# oak table



## stix (30 Nov 2006)

I have just made a small side table in oak and I'm now about to apply the finish to it. The table has been sanded 150g & 240g and I have a tin of matt varnish waiting to be applied.

Questions:

1 - Do I need to sand to a finer grit before I apply the varnish?

2 - Is there anything else I should apply before the varnish?

3 - How many coats of varnish should I apply and what grade should I sand between coats?


I'm a complete newbie when it come to hardwoods so your tips & advice are much appreciated  

Cheers
Steve


----------



## jasonB (30 Nov 2006)

I think most members would rather go for an oil or wax finish.

Having said that is your varnish oil or waterbased, let us know then we can suggest the best method of application.

Jason


----------



## stix (30 Nov 2006)

Thanks Jason

I tend to use oil or wax on most of the stuff I do but the reason I've gone for varnish on this one is to try and match the finish on the existing furniture that my parents have.

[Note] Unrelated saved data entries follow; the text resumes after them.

PR #57, opened 2026-01-28
Add `client.sendTransaction` to `sendTransactions` plugin

lorisleiva:
This PR adds a new `client.sendTransaction` helper in the `sendTransactions` plugin.

This helper ensures only a single transaction is executed, regardless of the instruction plan or instruction array provided. Should these instructions not fit in a single transaction, an error will be thrown before trying to execute it.

Note that I prematurely updated the README and docblocks to also mention the transaction message input so that I didn't have to revamp the documentation every five minutes but this change will be implemented in the next PRs of this stack.

### DIFF
--- a/.changeset/little-kings-wonder.md
+++ b/.changeset/little-kings-wonder.md
@@ -1,0 +1,5 @@
+---
+'@solana/kit-plugin-instruction-plan': minor
+---
+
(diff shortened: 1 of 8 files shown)


lorisleiva:
### Merge activity

* **Jan 28, 8:26 PM UTC**: A user started a stack merge that includes this pull request via [Graphite](https://app.graphite.com/github/pr/anza-xyz/kit-plugins/57).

I have Ronseal diamond hard clear matt varnish, which I think is water based.


Steve


----------



## jasonB (30 Nov 2006)

The first coat being waterbased will tend to raise the grain, therefore this should be sanded back with 240g.

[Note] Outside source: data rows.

PR #58, opened 2026-01-28
Add `TransactionMessage` support to `sendTransactions` helpers

lorisleiva:
This PR updates the `client.sendTransaction` and `client.sendTransactions` functions of the `sendTransactions` plugin such that it accepts direct `TransactionMessages` as input.

The former accepts a single `TransactionMessage & TransactionMessageWithFeePayer` whereas the latter also accepts an array of them.

Note that it would be nice to also support `TransactionPlans` to be passed directly but there is currently no convenient way to distinguish between `InstructionPlans` and `TransactionsPlans` (unless we check for their leaves recursively).

### DIFF
--- a/.changeset/fifty-dodos-take.md
+++ b/.changeset/fifty-dodos-take.md
@@ -1,0 +1,5 @@
+---
+'@solana/kit-plugin-instruction-plan': minor
+---
+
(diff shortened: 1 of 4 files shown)


mcintyre94 (approved):
Nice! Just one suggestion that could make this a little more flexible

mcintyre94 (approved):
Looks great, thankyou!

I would then apply another two coats sanding each with 320g before the final coat is applied.

Jason


----------



## houtslager (30 Nov 2006)

are you staining the table ?


----------



## RogerM (30 Nov 2006)

Steve - I have just used * Langlow Patina * for the first time on a *Hall Table in Oak* and found it very easy to apply and having tested a piece with hot coffee cups and a sherry glass with a small spillage underneath, it seems to be virtually bomb-proof. A good compromise between the oil advocated elsewhere and varnish perhaps?


----------



## stix (1 Dec 2006)

HS - No the table is not being stained. It's natural colour is a good match to the existing furniture but I need to give it some protection from drinks glasses and hot cups, etc.

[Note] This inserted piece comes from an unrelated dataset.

PR #61, opened 2026-01-29
Add a kit-plugins version of the transfer-lamports example from Kit

mcintyre94:
This PR adds an examples/ directory, which is used to store example scripts making use of kit-plugins.

It adds a first example based off Kit's transfer-lamports example. See for comparison: https://github.com/anza-xyz/kit/blob/main/examples/transfer-lamports/src/example.ts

Roger - Your hall table looks great  . The Langlow Patina certainly seems like it could be what I'm looking for. I've only ever used wax or danish oil on previous projects but I didn't think either of them would be durable enough for this table. Does the Langlow Patina leave a matt finish?


Steve


----------



## RogerM (1 Dec 2006)

Steve - Patina is not matt - more of a satin finish. 2 coats gives a satin/oil appearance, but more than that starts to look a bit like varnish. Very durable tho'. Have a search on this forum for others opinions - that's what decided me on it and I haven't regretted it.


----------



## stix (1 Dec 2006)

Thanks Roger

Yes, patina certainly looks like a popular product amongst the forum members. I'm going to give it a go.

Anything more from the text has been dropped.